# [Exercise directions]
Nothing but an exact copy of the records is expected here.

# [Data shown]
------------
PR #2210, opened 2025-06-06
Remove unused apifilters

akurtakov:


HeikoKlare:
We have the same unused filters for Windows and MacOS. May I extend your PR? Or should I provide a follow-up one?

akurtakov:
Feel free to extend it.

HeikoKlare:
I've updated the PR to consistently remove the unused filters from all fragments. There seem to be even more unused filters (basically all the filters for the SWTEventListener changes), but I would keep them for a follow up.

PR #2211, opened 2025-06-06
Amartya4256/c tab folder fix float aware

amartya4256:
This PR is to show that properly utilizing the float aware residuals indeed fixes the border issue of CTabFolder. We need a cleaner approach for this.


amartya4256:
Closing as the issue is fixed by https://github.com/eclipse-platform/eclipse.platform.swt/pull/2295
------------
# [Answer space]
PR #2210, opened 2025-06-06
Remove unused apifilters

akurtakov:


HeikoKlare:
We have the same unused filters for Windows and MacOS. May I extend your PR? Or should I provide a follow-up one?

akurtakov:
Feel free to extend it.

HeikoKlare:
I've updated the PR to consistently remove the unused filters from all fragments. There seem to be even more unused filters (basically all the filters for the SWTEventListener changes), but I would keep them for a follow up.

PR #2211, opened 2025-06-06
Amartya4256/c tab folder fix float aware

amartya4256:
This PR is to show that properly utilizing the float aware residuals indeed fixes the border issue of CTabFolder. We need a cleaner approach for this.


amartya4256:
Closing as the issue is fixed by https://github.com/eclipse-platform/eclipse.platform.swt/pull/2295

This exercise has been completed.